20/11/2015 às 10:35
Estranho e violento mundo


O desastre ambiental em Mariana e o atentado terrorista em Paris, com lamentáveis vítimas e graves consequências futuras, ganham natural espaço nos jornais e na TV. No entanto, com o passar dos dias, a população passa a ver esses episódios com certa indiferença, fazendo-nos pensar que isso virou uma marca inerente ao ser humano nestes dias em que o mundo se mostra tão estranho e violento.

Os mais atentos ao noticiário notam que não houve a devida divulgação, pelo menos com igual destaque, sobre os ataques terroristas realizados no Líbano e no Iraque, na mesma semana, com dezenas de mortos e feridos. Ora, Beirute, capital libanesa, não tem nada de parisiense, assim como Bagdá. É o velho maniqueísmo dominando a mídia, a achar natural tudo de ruim que ocorre nos países subdesenvolvidos.

Os temidos integrantes do Estado Islâmico querem acabar com Paris, a cidade da boa vida? Quem gosta de cinema lembraria aqui de um filme dos anos 60, chamado “Paris está em chamas?”, sobre a tentativa de Hitler em incendiar a Cidade-Luz, nos estertores da Segunda Guerra Mundial. O comandante nazista queria queimar toda a cidade, com seus monumentos e museus. Isso somente não ocorreu devido à negativa do general alemão em cometer tal crime.

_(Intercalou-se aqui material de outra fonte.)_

PR #2811, opened 2021-05-31
feat: add CBC+HMAC Tink Key

### LINKED ISSUE #2810: Support AES_CBC+HMAC Tink Key
In order to prepare for [ECDH-1PU draft4](https://datatracker.ietf.org/doc/html/draft-madden-jose-ecdh-1pu-04). This new Tink key and the ECDH primitive using the new related AEAD primitive is required.

Baha-sk:
This change adds a new Tink AEAD key using CBC+HMAC algorithm as Tink AEAD primitive.
It also updates the ECDH Tink primitive using the newly created primitive.

closes #2810


rolsonquadras (approved):

troyronda (approved):

pkg/crypto/tinkcrypto/primitive/aead/subtle/aes_cbc.go
```diff
@@ -0,0 +1,154 @@
...
+
+	if len(plaintext) == 0 {
+		return plaintext, nil
+	}
+
+	// unpad plaintext if not block size.
+	last := plaintext[len(plaintext)-1]
+	count := int(last)
+
+	if count == 0 || count > blockSize || count > len(plaintext) {
```
thaidn, line 99: This looks wrong to me, because it'd reject any 16-byte plaintext that ends with a byte that is 0 or 17 or higher.

You don't want to make padding optional. Even if the plaintext length is already a multiple of the block size, add a dummy block consisting of 16 bytes of value 15.

This also helps make sure the ciphertext of the empty plaintext is indistinguishable.

pkg/crypto/tinkcrypto/primitive/aead/subtle/aes_cbc.go
```diff
@@ -0,0 +1,154 @@
...
+// Pad text to blockSize.
+func Pad(text []byte, originalTextSize, blockSize int) []byte {
+	// pad to block size if needed.
+	missing := blockSize - (originalTextSize % blockSize)
+	if missing > 0 && originalTextSize > 0 {
+		text = append(text, bytes.Repeat([]byte{byte(missing)}, missing)...)
+	}
+
+	return text
+}
```
thaidn, line 154: Don't make padding optional because otherwise the ciphertext of the empty plaintext would be distinguishable. This violates semantic security.

Add a block of padding when the plaintext size is a multiple of the blocksize.

thaidn: Hmm I'm wrong because IIRC semantic security ignores message length. FWIW, CTF also leaks when the empty plaintext is encrypted.

I still think you should add a padding block. Page 17 of https://nvlpubs.nist.gov/nistpubs/Legacy/SP/nistspecialpublication800-38a.pdf also recommends that.

pkg/crypto/tinkcrypto/primitive/aead/aead_factory.go
```diff
@@ -0,0 +1,117 @@
+/*
```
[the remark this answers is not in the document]
Baha-sk: makes sense, I'll remove it and use Tink's aead_factory.go instead.

pkg/crypto/tinkcrypto/primitive/aead/aes_cbc_hmac_aead_key_manager.go
```diff
@@ -0,0 +1,212 @@
...
+	key := new(aeadpb.AesCbcHmacAeadKey)
+	if err := proto.Unmarshal(serializedKey, key); err != nil {
+		return nil, errInvalidAESCBCHMACAEADKey
+	}
+
+	if err := km.validateKey(key); err != nil {
+		return nil, fmt.Errorf("aes_cbc_hmac_aead_key_manager: %w", err)
+	}
+
+	ctr, err := subtle.NewAESCBC(key.AesCbcKey.KeyValue)
```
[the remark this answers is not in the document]
Baha-sk: yes, I've corrected this in a subsequent [pr](https://github.com/hyperledger/aries-framework-go/pull/2814/files#diff-51e77f5c903352f7a32add583ae650ca19f9f9eee8fc936995ccad034e66a8cfR78)

pkg/crypto/tinkcrypto/primitive/aead/subtle/aes_cbc.go
```diff
@@ -0,0 +1,154 @@
...
+
+// newCipher creates a new AES-CBC cipher using the given key, IV and the crypto library.
+func newCipher(key, iv []byte, decrypt bool) (cipher.BlockMode, error) {
+	block, err := aes.NewCipher(key)
+	if err != nil {
+		return nil, fmt.Errorf("aes_cbc: failed to create block cipher, error: %w", err)
+	}
+
+	// If the IV is less than BlockSize bytes we need to pad it with zeros otherwise NewCBCEncrypter will panic.
+	if len(iv) < aes.BlockSize {
```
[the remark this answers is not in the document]
Baha-sk: makes sense since  we [generate](https://github.com/hyperledger/aries-framework-go/pull/2811/files/9d05bdf574fdad1d59b54e5343e266b5f4ed7ae6#diff-108bd5df34a666a2a61133481aa53ee51e671debf7037f79de5a048f4e74bcb4R47) a new iv and pass it to newCipher(), iv will never be < BlockSize

I'll remove this padding logic and return an error instead

pkg/crypto/tinkcrypto/primitive/aead/subtle/aes_cbc.go
Baha-sk: I see, thank you for this comment, I'll force add an extra padding block as per Page 17 of this NIST doc, quoted below:

> One way to ensure that the receiver does not mistakenly remove bits from an unpadded message is to require the sender to pad every message, including messages in which the final block (segment) is already complete. For such messages, an entire block (segment) of padding is appended.

pkg/crypto/tinkcrypto/primitive/aead/subtle/aes_cbc.go
Baha-sk: thank you @thaidn, it makes sense, but why this last block must contain bytes of value 15? 

What if the plaintext needs padding, shouldn't this extra block contain bytes of the padding value which is the padding size, eg if plaintext is missing 6 bytes to the block, then pad 6 bytes of value 6, and add a new block of 16 bytes of value 6, not 15? Or are you saying padding should always be hard coded with value 15 for both the dummy block and the padding bytes (for plaintext length not multiple of the block size)?

thaidn: 15 is a typo, it should be 16.

You want to implement: https://en.wikipedia.org/wiki/Padding_(cryptography)#PKCS#5_and_PKCS#7.

The value of each added byte is the number of bytes that are added, i.e. N bytes, each of value N are added. Let's say the plaintext size is 5. You would need to add 9 bytes, each of value 9. If the plaintext size is 16, you'd need to add a whole block of padding, meaning 16 bytes, each of value 16.

Baha-sk: So adding a full dummy block is only added when plaintext's size is a multiple of block size. This doesn't match the NIST examples though, since plaintext size is a multiple of block size in these examples. See CBC test vectors on page 27 of the [NIST document 800-3a](https://nvlpubs.nist.gov/nistpubs/Legacy/SP/nistspecialpublication800-38a.pdf), plaintext are not padded with a dummy buffer.

what to do in this case? 

In the meantime I will push a pr that adds a dummy block for plaintext messages with size being a multiple of block size.

PR #2826, opened 2021-06-03
chore: Update EDV storage provider dependencies, remove replace

DRK3:
- Updated EDV storage provider dependencies, allowing additional unit tests to be run now, increasing code coverage
- Removed replace statement that was accidentally left in


DRK3:
The other go modules had to be updated to deal with the "implicitly required module" errors

troyronda (approved):

PR #2828, opened 2021-06-04
feat: support published sov DIDs as returned by uniresolver

Moopli:

### DIFF
--- a/pkg/didcomm/protocol/didexchange/states_test.go
+++ b/pkg/didcomm/protocol/didexchange/states_test.go
@@ -1740,6 +1740,84 @@ func TestGetDIDDocAndConnection(t *testing.T) {
 	})
 }
 
+const sovDoc = `{
+  "@context": "https://www.w3.org/2019/did/v1",
+  "id": "did:sov:17hRTxZFuRqqwFPxXnnuLj",
+  "service": [
+    {
+      "type": "endpoint",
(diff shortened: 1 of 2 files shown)


fqutishat (approved):

pkg/didcomm/protocol/didexchange/states_test.go
```diff
@@ -1776,6 +1854,26 @@ func TestGetVerKey(t *testing.T) {
...
+			ResolveValue: publicDID,
+		}
+		ctx.doACAPyInterop = true
+
+		err = ctx.connectionRecorder.SaveInvitation(invitation.ThreadID, invitation)
+		require.NoError(t, err)
+
+		result, err := ctx.getVerKey(invitation.ThreadID)
+		require.NoError(t, err)
+		require.Equal(t, publicDID.Service[0].RecipientKeys[0], result)
```
Baha-sk, line 1872: This Equal() call means both expected and actual results are the same object reference. Usually it's better to use EqualValues if you're looking for content equality.

Baha-sk (approved):
lgtm

pkg/didcomm/protocol/didexchange/states_test.go
Moopli: Those are strings, `Equal()` is fine here :)

fqutishat (approved):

A insanidade, como se vê, está sempre presente em um mundo que não aprende com seus erros. Entre civilização e barbárie, urge revisitar a história, em torno de invasões e genocídios, de política e economia. Muitas feridas jamais cicatrizam, com inevitáveis efeitos colaterais em povos de todo o planeta.

Em relação à avalanche de lama em Mariana, basta dizer que é uma das maiores catástrofes ambientais do Brasil e que certamente vai alterar a vida de milhões de pessoas e animais. A comoção pública que ocorre em Minas Gerais já serviria para reabrir a discussão sobre a regulamentação da mineração no país, dando-se voz às comunidades atingidas, responsabilizando-se devidamente as empresas. Esse é mais um capítulo de o quanto a falta de fiscalização é falha, especialmente quando atinge a população e a dignidade humana.


Reconheça-se que tudo parece perdido no lamaçal da acuada população da cidadezinha de Minas Gerais, com seus mortos e desaparecidos, em meio a vozes de ambientalistas indignados. Aqui registro o impressionante silêncio da ex-senadora Marina Silva, que eu tinha como uma das mais atentas ambientalistas do país. Perdeu a minha admiração e o meu voto, enquanto as vítimas de Mariana sucumbem e choram, no horrendo circo da vida.

Importa, em Minas, na França e no Oriente Médio, exercitar aquela antiga e bem-vinda capacidade de se indignar contra os erros dos governantes do Brasil e do mundo. Importa não ficarmos anestesiados contra os sentimentos que levam à solidariedade e à compaixão. Quanto à consciência, ah, essa vai martelar, enquanto os abusados e violentos passeiam em volta ou fazem suas vilezas ao abrigo de leis frouxas e falta de reação.

Enquanto a memória, implacável, não dá trégua, dizemos o quanto somos falíveis. Importa mostrar que nos incomodamos pelos outros, que realmente nos importamos com o sofrimento alheio, com aqueles que não sabem o que é viver, jogados nos tristes atalhos do desafio de sobreviver. Importa não adiar tal postura, na ilusão de que temos todo o tempo para nos redimir.